A disadvantage of such an assembly method is that it is not adapted to a processing by screen batches. Indeed, although the step of sealing of the plates can be performed in a furnace containing several screens, the closing step is performed screen by screen.
To overcome this disadvantage, methods of vacuum assembly of a microtip screen which enable a batch processing have been provided.
FIG. 2 is a lateral view illustrating a conventional method of vacuum assembly of a microtip screen.
In such a process, plates 1 and 4 are maintained in vacuum conditions from their respective degassing thermal processings on and are placed against each other with an interposed fusible glass seal 5'. Peripheral fusible glass seal, or frame, 5' exhibits, before assembly, irregular surfaces of contact with plates 1 and 4. The whole is maintained under pressure, for example, by means of pliers 10. The whole as shown in FIG. 2 is then submitted to a temperature which enables the softening of frame 5' while remaining lower than its melting temperature. At such a softening temperature, the leaks 12 linked with the irregular surfaces of frame 5' are meant to enable an outlet of the gases emitted by the fusible glass frame inside the screen before the glass sealably assembles the two plates during its melting. This melting of frame 5' is obtained by bringing the whole to a temperature higher than the melting temperature of frame 5', which then causes, under the effect of the pliers, a crushing of frame 5' and the assembly of the screen, the distance between the plates being fixed by the spacers. As an alternative, the assembly formed of plates 1 and 4 and of frame 5' is progressively brought from the ambient temperature to the melting temperature, sufficiently slowly to enable the outlet of the gases emitted by leaks 12 before the sealed assembly.
In FIG. 2, the screen has been shown without any pumping tube. Such a pumping tube is no longer necessary in such an assembly method. The screen is however generally always associated with a tube (not shown) or with a glass box for housing a getter, not shown. This tube or box is also assembled by means of a fusible glass cord to one of the screen plates. The assembly of the tube or box is performed at the same time as the assembly of plates 1 and 4.
Although such a method is well adapted to a batch processing, it has the disadvantage of not sufficiently eliminating from inside the screen the gases emitted by cord 5'. Indeed, the fusible glass continues to degas when brought from its softening temperature to its melting temperature.

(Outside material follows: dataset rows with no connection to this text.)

PR #1667, opened 2026-06-25
Show just the version number in the update row if it hasn't changed

AlexanderVanhee:
As it would look weird to show "v1->v1", I initially decided to just not show anything in the subtitle in that scenario. But it's probably a better idea to still just show the version, like in GS.

Screenshot From 2026-06-25 12-44-05

Fixes #1654


ThiloteE:
Maybe a little sentence like "Oldversion -> "Update is available, but version number remains unchanged" would be ok? Maybe too large for UI? I can't think of something shorter.

PR #1668, opened 2026-06-25
Move safety dialog carousel scroll to map

AlexanderVanhee:
This fixes a race condition where the sandbox escape page would sometimes show while it shouldn't. The GTK docs recommend starting animations on map.


kolunmi:
thanks

PR #1671, opened 2026-06-26
Stop auto syncing on metered connection at startup (or after 24h)

AlexanderVanhee:
The update fetching still happens automatically, the banner also re-appears after daily background refresh fails.

Screenshot From 2026-06-26 18-05-59


kolunmi:
Thanks

PR #1677, opened 2026-06-28
Move auth state setup to init fiber

AlexanderVanhee:
It blocked the main thread for about 25ms, by far the worst step of `init_service_struct`.


kolunmi:
Thanks

PR #1680, opened 2026-06-29
Cache article thumbnails

AlexanderVanhee:
This should hopefully reduce the pop in of the article thumbnails, important if we want the option to show the curated page by default.

I don't think it makes much sense to do it for the article images itself, as revisits are probably rare, and so would only take unneeded space on disk.


kolunmi:
wait the nitpick wasn't relevant to this pr, mb

kolunmi:
thanks!

PR #1685, opened 2026-06-30
Show a warning if using the Flatpak on Ubuntu

AlexanderVanhee:
I made sure to only check it the first time, so users who manually fixed it can still use the app without constant warnings. This also makes it so the check isn't ran every time on all distros, saving a precious 20ms.


kolunmi:
awesome, but could you use the libdex subprocess spawning function since you are in a fiber? example: https://github.com/bazaar-org/bazaar/blob/bd1a49cc89cddf692eff9d9efb4b3e41cfdadb1c/src/bz-hooks.c#L408-L433

renner0e:
CC: https://github.com/bazaar-org/bazaar/issues/583

kolunmi:
thanks

PR #1687, opened 2026-07-01
bge: MarkdownRender: add support for tables

AlexanderVanhee:
Per column alignment is not supported.

image

image


kolunmi:
Thanks!

PR #1688, opened 2026-07-01
Recalculate targets position on each frame

AlexanderVanhee:
This fixes any weirdness when closing the apps page or moving the carousel when the closing animation is still playing.

I'm pretty sure it even fixes the jump due to the screenshot being raised on hover.


kolunmi:
Thanks!

PR #1691, opened 2026-07-02
Don't skip initial refresh on metered connection when there is no cache

AlexanderVanhee:
You seem to also have accidentally removed the metered connection banner in this commit: https://github.com/bazaar-org/bazaar/tree/93cf1bdb30b49ec68b71585f2b088bc4165fff9c


kolunmi:
Thanks!

PR #1700, opened 2026-07-03
chore(po): update Indonesian translation for 0.9.0

KiKaraage:
Here's some beef from my fam's last month cooking~

image


kolunmi:
yummy!

PR #1701, opened 2026-07-03
Add reduced motion alternative animation for the screenshot page

AlexanderVanhee:
It's intentionally a bit slower than other page changes to make the transition from dark mode window to a bright white screenshot easier on the eyes.

[Screencast From 2026-07-03 17-55-04.webm](https://github.com/user-attachments/assets/c8f7f84d-fb88-480a-9fe4-85b1db1232ed)


kolunmi:
Thanks!!

PR #1703, opened 2026-07-04
Add article custom tile hook

AlexanderVanhee:
Also removed the "preferred-width" property of the app-tile to simplify it, as it went unused anyways.

image

image

### DIFF
--- a/docs/overview.md
+++ b/docs/overview.md
@@ -396,7 +396,8 @@ Here is how they did it:
 
 ## Article markdown
 
-Curated articles support standard markdown, rendered with GTK widgets (so its not a webview). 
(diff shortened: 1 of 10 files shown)


AsciiWolf:
Unrelated question: Is the `Install via ...` dialog translatable?

kolunmi:
> Unrelated question: Is the `Install via ...` dialog translatable?

@AsciiWolf It's a hook dialog string, so this is just an example. It would need to be translated on the distro's side of things in the yaml

kolunmi:
@AlexanderVanhee thanks! I tweaked a few things, but it looks good now. I appreciate the pr

PR #1301, opened 2023-03-10
[k8s/argo support] Add tunables for TTL behavior of kubernetes jobs and argo workflows

jackie-ob:
Two new config vars to control k8s job (`METAFLOW_KUBERNETES_JOB_TTL_SECONDS_AFTER_FINISHED`) or workflow (`METAFLOW_ARGO_WORKFLOWS_TTL_STRATEGY`)TTLs.  If unset, default behavior matches current.

### DIFF
--- a/metaflow/plugins/argo/argo_workflows.py
+++ b/metaflow/plugins/argo/argo_workflows.py
@@ -28,6 +28,7 @@ from metaflow.metaflow_config import (
     AWS_SECRETS_MANAGER_DEFAULT_REGION,
     ARGO_WORKFLOWS_KUBERNETES_SECRETS,
     ARGO_WORKFLOWS_ENV_VARS_TO_SKIP,
+    ARGO_WORKFLOWS_TTL_STRATEGY,
 )
 from metaflow.mflog import BASH_SAVE_LOGS, bash_capture_logs, export_mflog_env_vars
 from metaflow.parameters import deploy_time_eval
@@ -341,6 +342,8 @@ class ArgoWorkflows(object):
                 # .image_pull_secrets(...)
                 # Limit workflow parallelism
                 .parallelism(self.max_workers)
+                # Possibly have Argo Workflows controller clean up old Workflows
+                .ttl_strategy(ARGO_WORKFLOWS_TTL_STRATEGY)
                 # TODO: Support Prometheus metrics for Argo
                 # .metrics(...)
                 # TODO: Support PodGC and DisruptionBudgets
@@ -1111,6 +1114,11 @@ class WorkflowSpec(object):
     def parallelism(self, parallelism):
         # Set parallelism at Workflow level
         self.payload["parallelism"] = int(parallelism)
+        return self
+
+    def ttl_strategy(self, ttl_strategy={}):
+        if ttl_strategy != {}:
+            self.payload["ttlStrategy"] = ttl_strategy
         return self
 
     def pod_metadata(self, metadata):
--- a/metaflow/metaflow_config.py
+++ b/metaflow/metaflow_config.py
@@ -258,7 +258,14 @@ KUBERNETES_CONTAINER_IMAGE = from_conf(
 KUBERNETES_CONTAINER_REGISTRY = from_conf(
     "KUBERNETES_CONTAINER_REGISTRY", DEFAULT_CONTAINER_REGISTRY
 )
-
+# Remove job after a week by default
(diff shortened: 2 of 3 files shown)


shrinandj:
Thank you so much for doing this!

metaflow/plugins/argo/argo_workflows.py
```diff
@@ -1113,6 +1116,11 @@ def parallelism(self, parallelism):
         self.payload["parallelism"] = int(parallelism)
         return self
 
+    def ttl_strategy(self, ttl_strategy={}):
+        if ttl_strategy != {}:
+            self.payload["ttlStrategy"] = ttl_strategy
+        return self
```
saikonen, line 1122: more generic and possibly not in scope of this PR, but how is the situation handled where a user sets a malformed ttlStrategy, and Argo (I would assume?) rejects the workflow. Is the raised error explicit enough?

saikonen: related to this feature as I believe the current setup allows to set arbitrary values for the ttlStrategy

saikonen (approved):

metaflow/plugins/argo/argo_workflows.py
jackie-ob: Good point.  I will try it out so we know.  I have a feeling the error from Argo is readable and we propagate it to the user in a good way.

savingoyal (changes requested):
@jackie-ob - it would be better to expose a TTL config key and apply it to all GC'able objects rather than treat these separately.

jackie-ob:
> @jackie-ob - it would be better to expose a TTL config key and apply it to all GC'able objects rather than treat these separately.

This means we would be trading off simplicity of a single "k8s gc config", vs having full control over Argo Workflows behavior, right?  Argo Workflows supports much more detailed GC configuration.  We are saying we will expose a lowest common denominator, right?  It would be `METAFLOW_KUBERNETES_OBJECTS_TTL_SECONDS`.

For Kubernetes it maps directly, but for Argo Workflows, we would have to give up disambiguation between successful workflows vs failed workflows.

tylerpotts:
@savingoyal I want to give a little bump on this

We had a job fail because of name collisions. In k8s we had accumulated ~3000 jobs

```
2023-05-01 16:32:20.968 [992/eval/10860 (pid 792139)] Task is starting.                                                                                                  
2023-05-01 16:32:23.113 [992/eval/10860 (pid 792139)] Traceback (most recent call last):                                                                                 
2023-05-01 16:32:23.197 [992/eval/10860 (pid 792139)] File "/opt/envs/shared/ds/lib/python3.10/site-packages/metaflow/plugins/kubernetes/kubernetes_cli.py", line 197, in
 step                                                                                                                                                                    
2023-05-01 16:32:23.197 [992/eval/10860 (pid 792139)] kubernetes.launch_job(                                                                                             
2023-05-01 16:32:23.198 [992/eval/10860 (pid 792139)] File "/opt/envs/shared/ds/lib/python3.10/site-packages/metaflow/plugins/kubernetes/kubernetes.py", line 128, in lau
nch_job
2023-05-01 16:32:23.198 [992/eval/10860 (pid 792139)] self._job = self.create_job(**kwargs).execute()
2023-05-01 16:32:23.198 [992/eval/10860 (pid 792139)] File "/opt/envs/shared/ds/lib/python3.10/site-packages/metaflow/plugins/kubernetes/kubernetes_job.py", line 215, in
 execute
2023-05-01 16:32:23.198 [992/eval/10860 (pid 792139)] raise KubernetesJobException(
2023-05-01 16:32:23.198 [992/eval/10860 (pid 792139)] metaflow.plugins.kubernetes.kubernetes_job.KubernetesJobException: Unable to launch Kubernetes job.
2023-05-01 16:32:23.198 [992/eval/10860 (pid 792139)] jobs.batch "t-d5jts" already exists, the server was not able to generate a unique name for the object
2023-05-01 16:32:23.245 [992/eval/10860 (pid 792139)] Task failed.
2023-05-01 16:32:23.396 This failed task will not be retried.
```

Because of the way that the job failed, despite having the @retry decorator the job didn't retry

savingoyal:
@tylerpotts would it be helpful to have a shorter TTL which is kubernetes wide at the cluster level instead? That will ensure that all pods are accounted for with a short TTL and not just jobs launched through a specific version of Metaflow.

savingoyal:
We can close out this PR and create a new one that only takes care of pod-level TTLs for a variety of objects (k8s jobs, workflow executions, sensor pods etc.)

Issue #1303, opened 2023-03-14
introduce `terminate` and `disable` commands for `argo-workflows`


savingoyal:

savingoyal:
while at it, maybe do delete as well

saikonen:
the `disable` feature will require some further thought around the UX, as it opens up a lot of questions on the desired behavior. A non-exhaustive list of open questions

- with the upcoming Sensors for workflows, what does it mean to `disable` a workflow?
- should a workflow that is disabled still be able to be triggered manually? can we even prevent this without deleting the workflow?
- should we have a symmetric command to re-enable a workflow? having to rely on `create` can be a bit confusing
- wording of the command in case of offering an enable as well is up for debate. Some ideas include separate `enable/disable` commands, or affecting the status with a flag

talebzeghmi:
It would be great to also have this feature in the Metaflow UI!
However the Metaflow UI is only cognizant of the running Flow once the Argo step has started...

saikonen:
`disable` was superseded by `suspend/unsuspend`. These are now available since https://github.com/Netflix/metaflow/releases/tag/2.9.7

PR #1307, opened 2023-03-20
feature: add delete and terminate for argo workflows

saikonen:
- adds a delete command for argo-workflows
- outputs the outcome of the delete and possible errors
- checks the validity of the production token before trying a delete

relates to #1303

- also adds terminate command for argo-workflows


metaflow/plugins/argo/argo_workflows_cli.py
```diff
@@ -511,3 +501,81 @@ def _convert_value(param):
...
+    "--authorize",
+    default=None,
+    type=str,
+    help="Authorize the deletion with a production token",
+)
+@click.pass_obj
+def delete(obj, authorize=None):
+    validate_token(obj.workflow_name, obj.token_prefix, obj, authorize, "delete")
+    obj.echo("Deleting workflow *{name}*...".format(name=obj.workflow_name))
+    schedule_deleted = ArgoWorkflows.remove_schedule(obj.workflow_name)
```
jackie-ob, line 517: Might need to account for any `@trigger` or `@trigger_on_finish` resources (Argo Events `Sensor` objects in k8s).  Not sure if this PR merges first or last vs that [PR](https://github.com/Netflix/metaflow/pull/1271).

metaflow/plugins/argo/argo_workflows_cli.py
```diff
@@ -511,3 +501,81 @@ def _convert_value(param):
...
+    if response:
+        obj.echo(
+            "   Workflow is being deleted\n"
+            "Deletion of resources might take a while. "
+            "Deploying a flow with the same name during this time "
+            "will fail until the deletion has completed."
+        )
+
+
+def validate_token(name, token_prefix, obj, authorize, cmd_name):
```
jackie-ob, line 531: Is there any commonality to be had between this function and existing `resolve_token()` [here](https://github.com/Netflix/metaflow/blob/09a2821cb143bbe283f6b70c6d807afdfad48ec5/metaflow/plugins/argo/argo_workflows_cli.py#L378)?

metaflow/plugins/argo/argo_workflows.py
```diff
@@ -143,6 +143,37 @@ def _sanitize(name):
         # allowed by Metaflow - guaranteeing uniqueness.
         return name.replace("_", "-")
 
+    @classmethod
+    def remove_schedule(cls, name):
```
jackie-ob, line 147: Nit: I guess it's an existing pattern - could be `@staticmethod` instead - we don't use `cls` here (but we don't use `cls` for other existing methods either.

metaflow/plugins/argo/argo_workflows.py
```diff
@@ -143,6 +143,37 @@ def _sanitize(name):
...
+        client = ArgoClient(namespace=KUBERNETES_NAMESPACE)
+
+        try:
+            response = client.delete_workflow_schedule(name)
+        except Exception:
```
jackie-ob, line 152: `as e`

metaflow/plugins/argo/argo_workflows.py
```diff
@@ -143,6 +143,37 @@ def _sanitize(name):
...
+    def delete(cls, name):
+        client = ArgoClient(namespace=KUBERNETES_NAMESPACE)
+
+        try:
+            response = client.delete_workflow_template(name)
+        except Exception as e:
+            raise ArgoWorkflowsException(repr(e))
+        if response is None:
+            raise ArgoWorkflowsException(
+                "The workflow *%s* doesn't exist "
```
jackie-ob, line 171: This messaging feels a bit weird.  I don't think users want to fix the deletion error by first deploying it :)

metaflow/plugins/argo/argo_client.py
```diff
@@ -87,6 +87,44 @@ def register_workflow_template(self, name, workflow_template):
...
+            return client.CustomObjectsApi().delete_namespaced_custom_object(
+                group=self._group,
+                version=self._version,
+                namespace=self._namespace,
+                plural="workflowtemplates",
+                name=name,
+            )
+        except client.rest.ApiException as e:
+            if e.status == 404:
+                return None
```
jackie-ob, line 122: I can see that later, `None` shall be interpreted as "not found", and handled by caller.  May be we should document this somewhat at the top of the function, to make it clear to future developers?

metaflow/plugins/argo/argo_workflows_cli.py
```diff
@@ -511,3 +501,81 @@ def _convert_value(param):
...
+    default=None,
+    type=str,
+    help="Authorize the deletion with a production token",
+)
+@click.pass_obj
+def delete(obj, authorize=None):
+    validate_token(obj.workflow_name, obj.token_prefix, obj, authorize, "delete")
+    obj.echo("Deleting workflow *{name}*...".format(name=obj.workflow_name))
+    schedule_deleted = ArgoWorkflows.remove_schedule(obj.workflow_name)
+    if schedule_deleted:
```
jackie-ob, line 518: Should we add a short comment explaining why it's OK to just swallow schedule deletion failure?  I am guessing for these reasons:
* We want to proceed to template deletion, even if `CronWorkflow` already got deleted some other way (or by someone else).
* Users might run this twice (after seeing message that it might take a while, etc.)
* Even if `CronWorkflow` deletion fails and the object sticks around, it is not a big deal, as long as WorkflowTemplate gets deleted below, anyway.

In both cases we don't want to worry the end user.  I used up some brain juice to consider it... can spell it out for future developers!

metaflow/plugins/argo/argo_workflows_cli.py
saikonen: if the other PR gets merged before this, I'll account for the teardown of the `Sensor` as well. Any thoughts on if it can be treated the same way as the cronworkflow deletion, or should errors on sensor deletion be blocking?

metaflow/plugins/argo/argo_workflows.py
saikonen: good call. I went with the existing pattern but see no reason not to break the habit here, so changed to staticmethods instead :)

metaflow/plugins/argo/argo_workflows_cli.py
```diff
@@ -511,3 +501,90 @@ def _convert_value(param):
...
+        obj.echo("   Removed schedule")
+
+    # After cleaning up related resources, delete the workflow in question.
+    # Failure in deleting is treated as critical and will be made visible to the user
+    # for further action.
+    workflow_deleted = ArgoWorkflows.delete(obj.workflow_name)
+    if workflow_deleted:
+        obj.echo(
+            "   Workflow is being deleted\n"
```
shrinandj, line 533: A running workflow object would be present in the cluster if a cronworkflow is running when the delete command is issued. That running workflow will neither be interrupted nor deleted with this `delete` command.

Should we add that info to this message? Something like:

```
Deletion of resource might take a while.
Currently running workflows and previously run workflows may have to be deleted manually.
Deploying a flow ...
```

metaflow/plugins/argo/argo_workflows.py
```diff
@@ -143,6 +143,34 @@ def _sanitize(name):
...
+            return False
+
+        return True
+
+    @staticmethod
+    def delete(name):
+        client = ArgoClient(namespace=KUBERNETES_NAMESPACE)
+
+        try:
+            response = client.delete_workflow_template(name)
```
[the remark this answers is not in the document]
saikonen: from testing it out, the workflow seems to finish with no problem even if the template is deleted mid-flight.

metaflow/plugins/argo/argo_workflows.py
```diff
@@ -143,6 +143,34 @@ def _sanitize(name):
         # allowed by Metaflow - guaranteeing uniqueness.
         return name.replace("_", "-")
 
+    @staticmethod
+    def remove_schedule(name):
+        client = ArgoClient(namespace=KUBERNETES_NAMESPACE)
+
+        try:
+            response = client.delete_cronworkflow(name)
```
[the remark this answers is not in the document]
saikonen: also cleaned up some of the try/except from this file as unnecessary, as the important errors are handled inside `argo_client.py` anyway, and I found out that any error inheriting from `MetaflowException` does not actually display meaningful information other than the classname when passed into `repr(e)`

metaflow/plugins/argo/argo_workflows_cli.py
saikonen: added a line to the output describing the effect that delete has on running workflows so the outcome should be more clear now.

metaflow/plugins/argo/argo_workflows.py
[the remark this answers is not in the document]
shrinandj: 👍

shrinandj (approved):

metaflow/plugins/argo/argo_workflows_cli.py
```diff
@@ -521,3 +511,94 @@ def _convert_value(param):
...
+    obj.echo("Deleting workflow *{name}*...".format(name=obj.workflow_name))
+
+    # Always try to delete the schedule. Failure in deleting the schedule should not
+    # be treated as an error, due to any of the following reasons
+    # - there might not have been a schedule, or it was deleted by some other means
+    # - retaining these resources should have no consequences as long as the workflow deletion succeeds.
+    # - regarding cost and compute, the significant resources are part of the workflow teardown, not the schedule.
+    schedule_deleted = ArgoWorkflows.remove_schedule(obj.workflow_name)
+    if schedule_deleted:
+        obj.echo("   Removed schedule")
```
savingoyal, line 535: Can we instead mention which cronworkflow was deleted here. Maybe just `Deleting cronworkflow foo as well...` without the tabbed indent

savingoyal:
Screen Shot 2023-03-28 at 10 04 45 AM

Note the - `to None this flow`

metaflow/plugins/argo/argo_workflows.py
```diff
@@ -143,6 +143,50 @@ def _sanitize(name):
         # allowed by Metaflow - guaranteeing uniqueness.
         return name.replace("_", "-")
 
+    @staticmethod
+    def remove_schedule(name):
```
savingoyal, line 147: Can we move this inside the delete method in L:158 and move the comments about the behavior in cli.py to here?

Another disadvantage of this assembly method is that the amount of degassing performed through leaks 12 is difficult to reproduce from one screen to another. Indeed, the surface irregularities of seal 5' are random and the flow rate of leaks 12 can thus not be controlled or reproduced. In addition to the fact that the remaining of the gases emitted by cord 5' inside the screen is prejudicial to the lifetime of the manufactured screens, this lifetime very significantly varies from one screen to another, though submitted to the same assembly process.